The Morgan's copy was inscribed by Cendrars to the American painter Morgan Russell (1886–1953). It was acquired by art historian Gail Levin from Russell’s widow, Suzanne Raingo Russell. In 2021, Dr. Levin donated it to the Morgan Library & Museum.

Poetry in Motion

Across 446 lines, Cendrars's freewheeling travel poem fuses reality, memory, and imagination in a breathless flow of spontaneous impressions. Narrated by a man named Blaise, the poem takes place on a train trip from Russia to China, though it concludes in Paris. In free verse, with virtually no punctuation, Cendrars’s lines are rife with imagery of war and revolution, interwoven with the minutiae of daily life and casual references to the New York Public Library and to his friends Marc Chagall and Guillaume Apollinaire. Occasionally, the narrator’s litany is interrupted by the voice of his travel companion, Jeanne: “Say, Blaise, are we really a long way from Montmartre?”

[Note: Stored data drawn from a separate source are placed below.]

PR #5710, opened 2022-06-10
EVG-17026: set capacity provider based on container OS/arch

Kimchelly:
Jira: https://jira.mongodb.org/browse/EVG-17026

### Description 
Instead of setting a placement constraint for the architecture, specify the capacity provider that will run the pod in an instance with the desired OS/arch.

### Testing 
Updated the existing unit test. We can't verify that this in an e2e way until [BUILD-15127](https://jira.mongodb.org/browse/BUILD-15127) fixes the staging AWS IAM role structure (because it prevents us from making ECS/Secrets Manager API calls), but setting the capacity provider worked as expected when I did the load test.

### DIFF
--- a/cloud/pod_util.go
+++ b/cloud/pod_util.go
@@ -247,21 +247,7 @@ func exportECSPodContainerDef(settings *evergreen.Settings, p *pod.Pod) (*cocoa.
 	return def, nil
 }
 
-// podArchToECSArch exports a pod container CPU architecture to an ECS
-// CPU architecture.
-func exportECSPodArch(arch pod.Arch) string {
-	switch arch {
-	case pod.ArchAMD64:
-		return "x86_64"
-	case pod.ArchARM64:
-		return "arm64"
-	default:
-		return ""
-	}
-}
-
 const (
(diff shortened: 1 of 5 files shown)


cloud/pod_util.go
```diff
@@ -281,19 +267,27 @@ func exportECSPodExecutionOptions(ecsConfig evergreen.ECSConfig, containerOpts p
...
 	}
-	if arch := exportECSPodArch(containerOpts.Arch); arch != "" {
-		archConstraint := fmt.Sprintf("%s == %s", ecsCPUArchConstraint, arch)
-		placementOpts.AddInstanceFilters(archConstraint)
-	}
 	opts.SetPlacementOptions(*placementOpts)
 
+	var foundCapacityProvider bool
+	for _, cp := range ecsConfig.CapacityProviders {
+		if containerOpts.OS.Matches(cp.OS) && containerOpts.Arch.Matches(cp.Arch) {
```
hadjri, line 274: If you only plan to use these two `Matches` in conjunction with one another you could consider merging them into one function and using a bool function on this line.

hadjri (approved):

Cendrars’s time spent in Russia and the narrator’s name led readers to assume that the work was autobiographical. But the poem’s journey undoubtedly occurred in Cendrars’s imagination: among his belongings was a poster for a panorama restaurant at the 1900 World Exposition in Paris, where guests dined in stationary railroad cars, as painted scenes of the 6,000-mile journey scrolled by.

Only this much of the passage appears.